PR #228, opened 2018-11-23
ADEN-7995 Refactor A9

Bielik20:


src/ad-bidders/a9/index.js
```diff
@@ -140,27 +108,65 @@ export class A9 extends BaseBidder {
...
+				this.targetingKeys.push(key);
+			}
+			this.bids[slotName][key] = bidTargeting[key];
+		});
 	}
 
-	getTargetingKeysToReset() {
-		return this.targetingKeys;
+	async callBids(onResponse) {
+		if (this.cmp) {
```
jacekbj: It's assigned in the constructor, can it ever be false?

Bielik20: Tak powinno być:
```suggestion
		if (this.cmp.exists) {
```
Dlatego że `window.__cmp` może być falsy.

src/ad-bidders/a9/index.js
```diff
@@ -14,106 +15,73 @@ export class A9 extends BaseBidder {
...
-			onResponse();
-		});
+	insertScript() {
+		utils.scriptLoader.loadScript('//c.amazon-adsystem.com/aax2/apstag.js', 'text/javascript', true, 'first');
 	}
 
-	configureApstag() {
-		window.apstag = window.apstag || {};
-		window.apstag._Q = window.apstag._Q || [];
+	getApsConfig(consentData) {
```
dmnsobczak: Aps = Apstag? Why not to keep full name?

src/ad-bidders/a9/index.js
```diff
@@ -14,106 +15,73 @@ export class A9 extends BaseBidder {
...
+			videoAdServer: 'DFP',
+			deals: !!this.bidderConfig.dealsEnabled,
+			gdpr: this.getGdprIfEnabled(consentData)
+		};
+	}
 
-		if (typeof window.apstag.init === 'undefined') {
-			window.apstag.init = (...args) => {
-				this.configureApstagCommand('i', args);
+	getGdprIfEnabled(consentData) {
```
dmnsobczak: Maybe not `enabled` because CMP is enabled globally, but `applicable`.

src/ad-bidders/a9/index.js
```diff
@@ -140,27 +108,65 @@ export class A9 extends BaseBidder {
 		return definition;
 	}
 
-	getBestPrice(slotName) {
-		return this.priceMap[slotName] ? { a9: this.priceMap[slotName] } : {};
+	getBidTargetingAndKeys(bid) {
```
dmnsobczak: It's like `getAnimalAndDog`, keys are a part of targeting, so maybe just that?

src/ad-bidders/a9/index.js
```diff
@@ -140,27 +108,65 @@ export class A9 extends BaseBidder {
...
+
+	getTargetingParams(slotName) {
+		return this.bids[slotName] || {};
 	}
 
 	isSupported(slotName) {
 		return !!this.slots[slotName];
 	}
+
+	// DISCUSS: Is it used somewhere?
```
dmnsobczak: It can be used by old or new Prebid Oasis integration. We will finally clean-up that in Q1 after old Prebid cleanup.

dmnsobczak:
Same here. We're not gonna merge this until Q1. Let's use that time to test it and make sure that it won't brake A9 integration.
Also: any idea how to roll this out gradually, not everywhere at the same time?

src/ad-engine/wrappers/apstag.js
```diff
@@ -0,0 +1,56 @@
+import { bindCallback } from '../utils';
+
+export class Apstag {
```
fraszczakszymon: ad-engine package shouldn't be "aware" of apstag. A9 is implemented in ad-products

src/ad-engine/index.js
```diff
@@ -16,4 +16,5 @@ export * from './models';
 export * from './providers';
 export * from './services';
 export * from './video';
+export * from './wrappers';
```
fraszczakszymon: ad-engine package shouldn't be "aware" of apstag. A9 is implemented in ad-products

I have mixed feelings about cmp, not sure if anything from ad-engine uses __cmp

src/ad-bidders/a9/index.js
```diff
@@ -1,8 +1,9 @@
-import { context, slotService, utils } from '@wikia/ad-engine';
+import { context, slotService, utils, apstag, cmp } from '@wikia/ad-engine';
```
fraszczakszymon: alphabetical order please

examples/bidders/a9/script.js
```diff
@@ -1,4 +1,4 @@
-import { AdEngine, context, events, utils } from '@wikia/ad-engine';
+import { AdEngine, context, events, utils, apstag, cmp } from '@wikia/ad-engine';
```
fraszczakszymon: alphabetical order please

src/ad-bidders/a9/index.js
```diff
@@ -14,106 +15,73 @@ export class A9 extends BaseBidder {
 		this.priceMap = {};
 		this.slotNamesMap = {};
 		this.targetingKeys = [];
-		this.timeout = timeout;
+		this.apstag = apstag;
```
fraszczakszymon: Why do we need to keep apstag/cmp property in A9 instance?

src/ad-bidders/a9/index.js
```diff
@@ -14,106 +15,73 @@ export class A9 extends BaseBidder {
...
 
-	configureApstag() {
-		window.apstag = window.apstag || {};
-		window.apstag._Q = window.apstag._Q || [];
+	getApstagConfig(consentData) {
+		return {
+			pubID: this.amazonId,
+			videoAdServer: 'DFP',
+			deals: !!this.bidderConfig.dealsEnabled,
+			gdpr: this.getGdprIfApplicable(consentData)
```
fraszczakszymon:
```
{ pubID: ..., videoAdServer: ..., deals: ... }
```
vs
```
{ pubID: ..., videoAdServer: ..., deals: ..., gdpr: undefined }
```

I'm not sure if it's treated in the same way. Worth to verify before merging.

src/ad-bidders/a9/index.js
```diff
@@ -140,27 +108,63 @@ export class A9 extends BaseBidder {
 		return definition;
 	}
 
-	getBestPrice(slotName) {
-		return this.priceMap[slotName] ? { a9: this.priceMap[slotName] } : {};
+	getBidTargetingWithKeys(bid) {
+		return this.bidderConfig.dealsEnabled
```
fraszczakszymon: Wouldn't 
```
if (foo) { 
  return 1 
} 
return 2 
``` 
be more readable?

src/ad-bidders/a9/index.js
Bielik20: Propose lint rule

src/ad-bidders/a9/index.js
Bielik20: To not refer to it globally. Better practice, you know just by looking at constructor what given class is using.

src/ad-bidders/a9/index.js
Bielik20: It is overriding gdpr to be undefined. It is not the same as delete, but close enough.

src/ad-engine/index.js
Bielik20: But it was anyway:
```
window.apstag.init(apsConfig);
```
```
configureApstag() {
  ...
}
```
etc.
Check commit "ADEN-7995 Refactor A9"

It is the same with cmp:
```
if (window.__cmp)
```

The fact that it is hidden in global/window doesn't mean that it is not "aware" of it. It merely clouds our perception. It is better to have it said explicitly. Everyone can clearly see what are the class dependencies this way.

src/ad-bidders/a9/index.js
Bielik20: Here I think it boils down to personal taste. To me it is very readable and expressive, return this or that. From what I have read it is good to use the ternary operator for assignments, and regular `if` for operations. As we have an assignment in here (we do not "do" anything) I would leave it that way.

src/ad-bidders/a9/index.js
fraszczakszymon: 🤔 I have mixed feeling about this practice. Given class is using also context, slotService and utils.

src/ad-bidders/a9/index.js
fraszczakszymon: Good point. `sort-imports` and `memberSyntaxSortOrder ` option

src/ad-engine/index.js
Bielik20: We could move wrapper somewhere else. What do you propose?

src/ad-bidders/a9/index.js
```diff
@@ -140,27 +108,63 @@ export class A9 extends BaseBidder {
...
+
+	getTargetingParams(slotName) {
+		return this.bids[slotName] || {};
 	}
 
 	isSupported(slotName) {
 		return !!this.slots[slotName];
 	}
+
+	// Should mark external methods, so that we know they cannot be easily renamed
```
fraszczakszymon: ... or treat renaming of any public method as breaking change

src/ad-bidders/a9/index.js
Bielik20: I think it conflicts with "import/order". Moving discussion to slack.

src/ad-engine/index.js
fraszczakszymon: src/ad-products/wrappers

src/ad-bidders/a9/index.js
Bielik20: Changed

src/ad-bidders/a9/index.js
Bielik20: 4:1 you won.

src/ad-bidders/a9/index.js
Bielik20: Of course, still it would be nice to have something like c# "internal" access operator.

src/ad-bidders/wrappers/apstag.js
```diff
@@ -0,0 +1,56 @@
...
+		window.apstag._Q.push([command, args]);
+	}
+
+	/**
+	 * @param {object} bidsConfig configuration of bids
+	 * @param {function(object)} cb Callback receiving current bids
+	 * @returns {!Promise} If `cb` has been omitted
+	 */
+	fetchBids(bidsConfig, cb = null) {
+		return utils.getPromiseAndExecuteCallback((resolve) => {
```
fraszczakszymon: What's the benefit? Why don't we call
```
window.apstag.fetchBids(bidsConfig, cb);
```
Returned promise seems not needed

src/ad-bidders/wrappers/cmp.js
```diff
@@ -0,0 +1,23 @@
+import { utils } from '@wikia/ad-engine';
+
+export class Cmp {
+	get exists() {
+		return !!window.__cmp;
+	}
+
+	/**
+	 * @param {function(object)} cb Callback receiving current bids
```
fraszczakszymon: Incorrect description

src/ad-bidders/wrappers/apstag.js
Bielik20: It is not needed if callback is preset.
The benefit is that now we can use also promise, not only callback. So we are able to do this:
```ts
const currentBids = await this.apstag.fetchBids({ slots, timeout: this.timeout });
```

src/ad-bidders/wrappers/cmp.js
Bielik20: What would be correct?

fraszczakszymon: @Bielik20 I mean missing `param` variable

+-------+

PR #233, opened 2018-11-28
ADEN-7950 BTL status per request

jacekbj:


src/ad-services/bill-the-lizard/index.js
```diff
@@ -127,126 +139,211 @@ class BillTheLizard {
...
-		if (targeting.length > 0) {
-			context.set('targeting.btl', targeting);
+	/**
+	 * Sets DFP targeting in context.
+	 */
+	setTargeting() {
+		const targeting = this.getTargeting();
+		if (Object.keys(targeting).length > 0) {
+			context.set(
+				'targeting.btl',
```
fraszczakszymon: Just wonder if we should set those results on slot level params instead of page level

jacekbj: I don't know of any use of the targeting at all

+-------+

• [Task statement] All lines above in which the word "mixed" occurs should be identified and copied.

• [Output]
I have mixed feelings about cmp, not sure if anything from ad-engine uses __cmp
fraszczakszymon: 🤔 I have mixed feeling about this practice. Given class is using also context, slotService and utils.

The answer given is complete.